Match on the string "request" in the entries below and return every matching line.

Stored data:
+ + + + +
PR #802, opened 2018-01-10
For MX80 platform, have SW.install() recognize error when package doesn't exist. Fixes #801.

### LINKED ISSUE #801: SW._parse_pkgadd_response() does not correctly parse output from MX80 with nonexistent package.
It appears this is a Junos issue specific to the MX80 platform. If I attempt to install a package which doesn't exist, then this platform produces:
```
user@mx80> request system software add /var/tmp/nonexistent.tgz | display xml 
<rpc-reply xmlns:junos="http://xml.juniper.net/junos/17.3R1/junos">
    <cli>
        <ignore-signals>
            hup
        </ignore-signals>
    </cli>
    <output>
        ERROR: package: /var/tmp/nonexistent.tgz is not found or empty
    </output>
    <cli>
        <banner></banner>
    </cli>
</rpc-reply>
```

Notice that the error message produced is NOT an RPC error, but just a text string in an `<output>` element which happens to contain the string `ERROR`. There's also no `<package-result>` element.

On a VMX running the same version of Junos, I see:
```
user@vmx> request system software add /var/tmp/nonexistent.tgz | display xml 
<rpc-reply xmlns:junos="http://xml.juniper.net/junos/17.3R1/junos">
    <cli>
        <ignore-signals>
            hup
        </ignore-signals>
    </cli>
    <output>
        /usr/libexec/ui/package: /var/tmp/nonexistent.tgz: no such file
        ERROR: No packages added
    </output>
    <package-result>1</package-result>
    <cli>
        <banner></banner>
    </cli>
</rpc-reply>
```
This platform correctly indicates a problem by the non-zero value for the `<package-result>` element.

There are other platforms which produce an RPC error upon error, and don't include a `<package-result>` element upon success. For this reason, PyEZ considers the MX80 output shown above to indicate that the package was successfully installed.

Instead, this MX80 output shown above should cause SW._parse_pkgadd_response() to return a non-zero return code indicating an error.

stacywsmith:
On the MX80 platform. If I attempt to install a package which doesn't exist, then this platform produces:
```
user@mx80> request system software add /var/tmp/nonexistent.tgz | display xml
<rpc-reply xmlns:junos="http://xml.juniper.net/junos/17.3R1/junos">
    <cli>
        <ignore-signals>
            hup
        </ignore-signals>
    </cli>
    <output>
        ERROR: package: /var/tmp/nonexistent.tgz is not found or empty
    </output>
    <cli>
        <banner></banner>
    </cli>
</rpc-reply>
```
Notice that the error message produced is NOT an RPC error, but just a text string in an `<output>` element which happens to contain the string ERROR. There's also no `<package-result>` element.

There are also other known cases where a missing `<package-result>` element indicates the package was installed successfully.

This change checks for this specific error message by checking if the string `'ERROR: package:'` and the string `'is not found or empty'` are present in the `<output>` tag(s).


jnpr-community-netdev:

vnitinv:
ok to test

jnpr-community-netdev:
Build triggered. sha1 is merged.

jnpr-community-netdev:
Build started sha1 is merged.

jnpr-community-netdev:
Build finished.

rahkumar651991 (approved):

PR #821, opened 2018-04-09
Created op views for dns-proxy-information & system-memory

pr11t:


jnpr-community-netdev:

vnitinv:
@pr11t  Any specific reason why you opted for all fields as key?

pr11t:
@vnitinv  I just figured this won't work with a chassis cluster ... Any tips on making it work without creating a separate files? Otherwise might have to scratch this patch I guess.

pr11t:
After changing the item key I tested with both cluster and not cluster config and seems to work this way

PR #827, opened 2018-05-08
Updated to use Python3

ntwrkguru:
Updated to use Python 3.6
Updated .dockerignore to clean up the build context
Added myself to the list of contributors...shamelessly 🥇


jnpr-community-netdev:

PR #828, opened 2018-05-08
Fix for broken Dockerfile

ntwrkguru:
The revised .dockerignore prevented requirements.txt from being copied to the container. This fixes that regression.


jnpr-community-netdev:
+ + + + +
Written response
user@mx80> request system software add /var/tmp/nonexistent.tgz | display xml 
user@vmx> request system software add /var/tmp/nonexistent.tgz | display xml 
user@mx80> request system software add /var/tmp/nonexistent.tgz | display xml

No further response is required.